One stylishly beautiful thing here is Hart’s positive use of the word “antinomian.” Beck expands on that, writing:

This is David Bentley Hart, so feel free to Google definitions. … An important word to track down for what Hart is saying is his descriptions of Jesus’ actions as “antinomian,” meaning “relating to the view that Christians are released by grace from the obligation of observing the moral law.”

If you’re unfamiliar with antinomianism you may want to explore that rabbit hole of Christian history, thought, and controversy. But at its heart Christian antinomianism simply follows St. Augustine’s famous line, “Love, and do what you will.” The idea being that, if we truly love others, we don’t need to follow any moral rules, code, or law. Love, on its own, will create a good moral outcome. As Paul famously wrote, “Love is the fulfillment of the law.”

The rabbit hole Beck mentions there is still in business. “Antinomianism” is still a go-to accusation weaponized by rules-obsessed, rules-confused Christians against anyone they see as a threat. As a general rule, if you hear anyone referring to the heresy of “antinomianism” as a grave danger, walk away, because you’re not going to hear them say much of anything else that is good or beautiful or true. When confronted by such rules-addled folks, it’s best to be as unruly as they say you are.

“What shall we say then? Shall we continue in sin, that grace may abound? God forbid.” That’s Paul in the earlier stages of the same long argument in which he later includes that line “Love is the fulfillment of the law.” Notice the rhetorical move Paul is making there — anticipating an absurd accusation and inoculating against it while simultaneously chiding those who imagine such an accusation is a reasonable response to what he’s saying about love as the fulfillment of the law.

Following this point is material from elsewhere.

PR #272, opened 2026-07-20
fix(event): back off and give up chunk gap-fill re-fetch when a missing seq never fills

### LINKED ISSUE #269: fix(event): back off and give up chunk gap-fill re-fetch when a missing seq never fills
## Summary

In other words, Paul was rejecting the heresy of nomianism centuries before it occurred to any uptight Christians to start talking about antinomianism as a heresy, “for the letter kills, but the Spirit gives life.”

The historical rabbit hole of the “Antinomian Controversy” is also helpful as yet another example of how story prevails over rules when it comes to thinking about what is “moral” or “ethical.” This “controversy” is the story of Anne Hutchinson vs. the Puritans of the Massachusetts Bay Colony. You can try to tell that story in a way that makes the Puritans technically correct, and Hutchinson technically unorthodox, but you’ll never manage to tell that story in a way that makes the Puritans come across as the Good Guys or that makes Hutchinson come across as the villain. (See also: Mary Dyer.)

What shall we say then? Get rid of all rules? Nah. Rules are OK, usually. They can be quite useful and practical, even necessary — particularly in contexts where we don’t have time to recite whole stories. But behind every rule there’s a story. And above every rule there’s a story. And the story matters more than any rule we use as a proxy or placeholder for it.

Of that story in John 8 Hart says, “it is a tale that in a sense refuses to leave us with any exact rule regard­ing any particular ethical situation, much less any single rule for all analogous situations.”

That would be much simpler. Just give us some “exact rules” for particular situations or, easier yet, a “single rule for all analogous situations.” But trying to construct, and abide by, and enforce such rules tends to turn us into the kind of people who want to stone women or to banish them from the colony or to hang them on the Boston Commons. Elevating rules, in other words, tends to turn us into the Bad Guys in whatever story we’re in.

If you still feel you want or need rules, here’s a good rule of thumb: Try not to be the Bad Guy in whatever story you’re in.

Or, in other words, “Love, and do what you will.” Because love is the fulfillment of the rules. (And it’s got panache.)